Die ersten Verengungen sind da: Die Alfred-Schütte-Allee wird entschärft. Die ansässigen Firmen fühlen sich bei der Planung übergangen.

Erleichterung für viele Poller Bürger, Unmut bei den Gewerbetreibenden: Die Entschärfung der Alfred-Schütte-Allee wegen der Raserproblematik stößt bei den Gewerbetreibenden am Rheinufer auf massive Kritik.

Der Verband Arbeitgeber Köln und die ansässige Firma Schütte beklagen, dass an den Industriestandort Poll nicht gedacht werde. Jede Zulieferung und jeder Schwertransport müsse künftig im Slalom über die Allee fahren, um das Werk zu erreichen. In diesem Gebiet wird die Straße baulich eingeengt. In einer zweiseitigen Erklärung macht der Verband auf ihre Problematik aufmerksam.
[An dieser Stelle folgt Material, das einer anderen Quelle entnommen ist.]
PR #1256, opened 2018-09-07
Fix warnings with default configure

### LINKED ISSUE #1252: [next] build very noisy with gcc 8.1.1
Most are from `-Wnull-dereference`

See https://omadesala.alfa1024.info/~bout-test/2018-09-05_17:18/build.log

There are some others as well.

Good that `-Werror` was not included.

ZedThree:
Fixes #1252 

- Adds `getBase` and `isEnabled` as protected methods to `Output`, and makes `ConditionalOutput` a friend class. This simplifies ConditionalOutput a bit by removing the need for `base_is_cond` and `dynamic_cast`. Also adds explicit nullptr checks at at levels. Should be ok, as output is not a big performance hit
- Pulls the loop over the `region` in `checkData` that appears at `CHECK > 2` into a separate (detail) function. This avoids some really ugly workarounds to put `UNUSED` on `region` only at certain `CHECK` levels
- Uses a temporary reference in `BoutMesh::pack/unpack_data` to avoid a null dereference warning. I'm not really sure it "fixes" it so much as hides it from the compiler. It does have the advantage that it makes the code a bit more readable though.

The last remaining warning is due to this: https://github.com/boutproject/BOUT-dev/blob/master/src/mesh/boundary_standard.cxx#L88

Should we always do this check? It shouldn't cost anything (we're already doing a jump presumably).

### DIFF
--- a/include/output.hxx
+++ b/include/output.hxx
@@ -172,14 +172,14 @@ public:
   void print(const char *str, ...) override;
   void vprint(const char *str, va_list va) override {
     if (enabled) {
-      ASSERT0(base != nullptr);
+      ASSERT1(base != nullptr);
       base->vprint(str, va);
     }
   }
 
   /// Get the lowest-level Output object which is the base of this ConditionalOutput
   Output *getBase() override {
-    ASSERT0(base != nullptr);
+    ASSERT1(base != nullptr);
     return base->getBase();
   };
 
@@ -196,7 +196,7 @@ public:
 
   /// Check if output is enabled
   bool isEnabled() override {
-    ASSERT0(base != nullptr);
+    ASSERT1(base != nullptr);
     return enabled && base->isEnabled();
   };
 
--- a/include/output.hxx
+++ b/include/output.hxx
@@ -104,6 +104,11 @@ public:
 
   static Output *getInstance(); ///< Return pointer to instance
 
+protected:
+  friend class ConditionalOutput;
+  virtual Output *getBase() { return this; }
+  virtual bool isEnabled() { return true; }
+
 private:
   std::ofstream file;                 ///< Log file stream
   static const int BUFFER_LEN = 1024; ///< default length
@@ -129,7 +134,7 @@ public:
     if (enable)
       this->enable();
   };
-  bool isEnabled() { return false; }
+  bool isEnabled() override { return false; }
 };
 
 /// Layer on top of Output which passes through calls to write, print etc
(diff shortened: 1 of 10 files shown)


bshanahan:
12 as we we'd wsw2

include/output.hxx
```diff
@@ -140,21 +147,22 @@ public:
...
-      : base(base), enabled(base->enabled), base_is_cond(true) {};
+      : base(base), enabled(base->enabled) {};
 
   /// If enabled, writes a string using C printf formatting
   /// by calling base->vwrite
   /// This string is then sent to log file and stdout (on processor 0)
   void write(const char *str, ...) override;
   void vwrite(const char *str, va_list va) override {
     if (enabled) {
+      ASSERT0(base != nullptr);
```
dschwoerer: Should be ASSERT1 or ASSERT2, as this is never set to a nullptr.
In the Fields we avoid the checks, and in the case of the fields there is actually a fair chance that they have not allocated the data ...
I guess have more well defined definitions of what the levels mean would be nice.
I think level0 should be only some very basic checks, that are fast and also have rather nasty consequences - and nullptr dereference results in a _clean_ segfault ...

src/field/field2d.cxx
```diff
@@ -535,26 +535,36 @@ Field2D pow(BoutReal lhs, const Field2D &rhs, REGION rgn) {
...
-/// Check if the data is valid
-void checkData(const Field2D &f, REGION region) {
-  if(!f.isAllocated()) {
-    throw BoutException("Field2D: Operation on empty data\n");
-  }
-
+// Internal routine to avoid ugliness with interactions between CHECK
+// levels and UNUSED parameters
 #if CHECK > 2
+void checkData_is_finite_on_region(const Field2D &f, REGION region) {
```
bendudson: I'm not sure about this; possibly replaces one kind of ugliness with another. Pedantic point: probably should be `checkDataIsFiniteOnRegion`.

ZedThree: Good catch on the name, thanks!

Yes, I'm not very happy with it. I think the other alternatives were:

a)
```cpp
#if CHECK > 2
void checkData(const Field2d &f, REGION region)
#elif CHECK > 0
void checkData(const Field2d &f, REGION UNUSED(region))
#endif
{
```
b)
```cpp
void checkData(const Field2d &f, 
#if CHECK > 2
               REGION region)
#elif CHECK > 0
               REGION UNUSED(region))
#endif
{
```
Or of course, just don't warn on unused parameters (by default). It's not really helpful for end-users, but developers should really have it on.

dschwoerer: Maybe only not warn about unused parameters when compiled with checks?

„Sorgen machen mir vor allem die geplanten Fahrbahnverengungen vor unserem Werksgelände. Die Alfred-Schütte-Allee ist eine Industriestraße und die einzige Zuwegung zu unserem Werk. Wir wickeln unsere gesamten Maschinentransporte und jede Art von Zulieferung bis hin zu Schwertransporten über diese Straße ab“, sagt Carl Martin Welcker, Geschäftsführer des Kölner Werkzeugmaschinen-herstellers. Wenn bald 40-Tonner hier im Slalom fahren, diene dies weder der   Verkehrssicherheit noch der Beruhigung.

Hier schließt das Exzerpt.